Dataset entries:

_ _ _ _ _ _ _

PR #1486, opened 2020-12-31
Fix datepicker issue on filter dropdown

### LINKED ISSUE #1386: Datepicker month click inside Filter hides filter drop down
**Describe the bug**
When using a DateTimer picker, inside a Orchid\Filters\Filter class, if a user clicks 'back' or 'forward' month arrows, the filter drop down hides, along with the 'Apply' button, so a user needs to re-click 'Filter' drop down to see the apply button.

**Expected behavior**
Filter drop down should remain open.

**Screenshots**
Click on red box:
image

Drop down is hidden:
image

RaiserWeb:
Fixes #1386

## Proposed Changes

- FlatDatePicker config change to set `static: true`
- `.flatpickr-wrapper` class given 100% width
- date filter markup changed to include js stoppropogation to stop the datepicker closing when next/back month buttons are clicked

### DIFF
--- a/resources/views/partials/filters/date.blade.php
+++ b/resources/views/partials/filters/date.blade.php
@@ -1,4 +1,4 @@
-<div class="dropdown d-inline-block">
+<div class="dropdown d-inline-block" data-controller="screen--filter">
     <button class="btn btn-sm btn-link dropdown-toggle"
             type="button"
             data-toggle="dropdown"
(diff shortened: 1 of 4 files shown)


resources/views/partials/filters/date.blade.php
```diff
@@ -1,4 +1,4 @@
-<div class="dropdown d-inline-block">
+<div class="dropdown d-inline-block" data-controller="screen--filter">
```
tabuna, line 1: We need to specify and use this controller in other templates that relate to the filter.

PR #1495, opened 2021-01-10
Add missing Spanish translation

astersnake:
## Proposed Changes

  - Add new Spanish translations


tabuna:
Hi, [some lines are missing](https://github.com/orchidsoftware/platform/pull/1495/checks?check_run_id=1677674830#step:6:20). Accordingly, their translation will not be shown, for example:

> The string 'Basic information' is not used in the project!

astersnake:
Hi, yeah, I Just noticed I was doing the translation using a previous version of Orchid. Will fix it asap.

tabuna:
I'm sorry. But I wouldn't say I liked the past default messages.
 The current ones are a little better, but I think it could be even better;)

astersnake:
No problem is much better now. I already update the file.

Issue #1527, opened 2021-01-18
Create new user via Systems -> Users screen


pqr:
**Is your feature request related to a problem? Please describe.**
With default Orchid installation there is no possibility to create a new user via UI (on Systems -> Users screen), there is no "Add user" or "Create user" button.

I think it would be nice to have an option to create users from UI with default Orchid installation.

**Describe the solution you'd like**
I want to add "+ Add" button on Users screen.

One important addition: since password field in database have no default value I propose to add a "Password" field on user create/edit screen.
- When Creating a new user the Password field will be mandatory to fill in. This to prevent user creation with empty password by accident.
- When editing existing user the Password field might be left blank - means do not change current password.

Let us discuss this proposal. If agreed, I will implement and make a Pull Request.

tabuna:
Hi, do you want a separate page with roles and permissions or a simple modal with email and password?

pqr:
<img width="1190" alt="image" src="https://user-images.githubusercontent.com/451007/104905667-bb28a600-5993-11eb-939f-7e33f11aac32.png">


<img width="1174" alt="image" src="https://user-images.githubusercontent.com/451007/104905597-a5b37c00-5993-11eb-82fc-bc77c394893e.png">

dhb52:
`Role/User` data management together into a `Role and User` Menu group.

PR #1534, opened 2021-01-22
Create new user via Systems -> Users screen

pqr:
This is implementation for issue #1527

Add ability to create new user via Users admin screen.

### DIFF
--- a/stubs/app/Orchid/Screens/User/UserEditScreen.php
+++ b/stubs/app/Orchid/Screens/User/UserEditScreen.php
@@ -60,7 +60,7 @@ class UserEditScreen extends Screen
         $user->load(['roles']);
 
         return [
-            'user' => $user,
+            'user'       => $user,
             'permission' => $user->getStatusPermission(),
         ];
     }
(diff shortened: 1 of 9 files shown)


stubs/app/Orchid/Screens/User/UserListScreen.php
```diff
@@ -57,7 +58,11 @@ public function query(): array
      */
     public function commandBar(): array
     {
-        return [];
+        return [
+            Link::make(__('Add'))
+                ->icon('plus')
+                ->href(route('platform.systems.users.create')),
```
tabuna, line 64: We can use a shorter notation:


```php
Link::make(__('Add'))
    ->icon('plus')
    ->route('platform.systems.users.create'),
```

stubs/app/Orchid/Screens/User/UserEditScreen.php
```diff
@@ -150,14 +162,23 @@ public function save(User $user, Request $request)
             ->collapse()
             ->toArray();
 
+        $userData = $request->get('user');
```
tabuna, line 165: It looks like the $ userData variable is not being used. I think you meant it?

```php
$password = $request->input('user.password');

if (!$user->exists && !empty($password)) {
    $user->password = Hash::make($password);
}
```

pqr: My fail with last minute changes.
Fixed

stubs/app/Orchid/Screens/User/UserListScreen.php
pqr: Nice addition, thanks!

_ _ _ _ _ _ _

__Task directions__. Return the whole of the data, character for character.

__Solved problem__.
PR #1486, opened 2020-12-31
Fix datepicker issue on filter dropdown

### LINKED ISSUE #1386: Datepicker month click inside Filter hides filter drop down
**Describe the bug**
When using a DateTimer picker, inside a Orchid\Filters\Filter class, if a user clicks 'back' or 'forward' month arrows, the filter drop down hides, along with the 'Apply' button, so a user needs to re-click 'Filter' drop down to see the apply button.

**Expected behavior**
Filter drop down should remain open.

**Screenshots**
Click on red box:
image

Drop down is hidden:
image

RaiserWeb:
Fixes #1386

## Proposed Changes

- FlatDatePicker config change to set `static: true`
- `.flatpickr-wrapper` class given 100% width
- date filter markup changed to include js stoppropogation to stop the datepicker closing when next/back month buttons are clicked

### DIFF
--- a/resources/views/partials/filters/date.blade.php
+++ b/resources/views/partials/filters/date.blade.php
@@ -1,4 +1,4 @@
-<div class="dropdown d-inline-block">
+<div class="dropdown d-inline-block" data-controller="screen--filter">
     <button class="btn btn-sm btn-link dropdown-toggle"
             type="button"
             data-toggle="dropdown"
(diff shortened: 1 of 4 files shown)


resources/views/partials/filters/date.blade.php
```diff
@@ -1,4 +1,4 @@
-<div class="dropdown d-inline-block">
+<div class="dropdown d-inline-block" data-controller="screen--filter">
```
tabuna, line 1: We need to specify and use this controller in other templates that relate to the filter.

PR #1495, opened 2021-01-10
Add missing Spanish translation

astersnake:
## Proposed Changes

  - Add new Spanish translations


tabuna:
Hi, [some lines are missing](https://github.com/orchidsoftware/platform/pull/1495/checks?check_run_id=1677674830#step:6:20). Accordingly, their translation will not be shown, for example:

> The string 'Basic information' is not used in the project!

astersnake:
Hi, yeah, I Just noticed I was doing the translation using a previous version of Orchid. Will fix it asap.

tabuna:
I'm sorry. But I wouldn't say I liked the past default messages.
 The current ones are a little better, but I think it could be even better;)

astersnake:
No problem is much better now. I already update the file.

Issue #1527, opened 2021-01-18
Create new user via Systems -> Users screen


pqr:
**Is your feature request related to a problem? Please describe.**
With default Orchid installation there is no possibility to create a new user via UI (on Systems -> Users screen), there is no "Add user" or "Create user" button.

I think it would be nice to have an option to create users from UI with default Orchid installation.

**Describe the solution you'd like**
I want to add "+ Add" button on Users screen.

One important addition: since password field in database have no default value I propose to add a "Password" field on user create/edit screen.
- When Creating a new user the Password field will be mandatory to fill in. This to prevent user creation with empty password by accident.
- When editing existing user the Password field might be left blank - means do not change current password.

Let us discuss this proposal. If agreed, I will implement and make a Pull Request.

tabuna:
Hi, do you want a separate page with roles and permissions or a simple modal with email and password?

pqr:
<img width="1190" alt="image" src="https://user-images.githubusercontent.com/451007/104905667-bb28a600-5993-11eb-939f-7e33f11aac32.png">


<img width="1174" alt="image" src="https://user-images.githubusercontent.com/451007/104905597-a5b37c00-5993-11eb-82fc-bc77c394893e.png">

dhb52:
`Role/User` data management together into a `Role and User` Menu group.

PR #1534, opened 2021-01-22
Create new user via Systems -> Users screen

pqr:
This is implementation for issue #1527

Add ability to create new user via Users admin screen.

### DIFF
--- a/stubs/app/Orchid/Screens/User/UserEditScreen.php
+++ b/stubs/app/Orchid/Screens/User/UserEditScreen.php
@@ -60,7 +60,7 @@ class UserEditScreen extends Screen
         $user->load(['roles']);
 
         return [
-            'user' => $user,
+            'user'       => $user,
             'permission' => $user->getStatusPermission(),
         ];
     }
(diff shortened: 1 of 9 files shown)


stubs/app/Orchid/Screens/User/UserListScreen.php
```diff
@@ -57,7 +58,11 @@ public function query(): array
      */
     public function commandBar(): array
     {
-        return [];
+        return [
+            Link::make(__('Add'))
+                ->icon('plus')
+                ->href(route('platform.systems.users.create')),
```
tabuna, line 64: We can use a shorter notation:


```php
Link::make(__('Add'))
    ->icon('plus')
    ->route('platform.systems.users.create'),
```

stubs/app/Orchid/Screens/User/UserEditScreen.php
```diff
@@ -150,14 +162,23 @@ public function save(User $user, Request $request)
             ->collapse()
             ->toArray();
 
+        $userData = $request->get('user');
```
tabuna, line 165: It looks like the $ userData variable is not being used. I think you meant it?

```php
$password = $request->input('user.password');

if (!$user->exists && !empty($password)) {
    $user->password = Hash::make($password);
}
```

pqr: My fail with last minute changes.
Fixed

stubs/app/Orchid/Screens/User/UserListScreen.php
pqr: Nice addition, thanks!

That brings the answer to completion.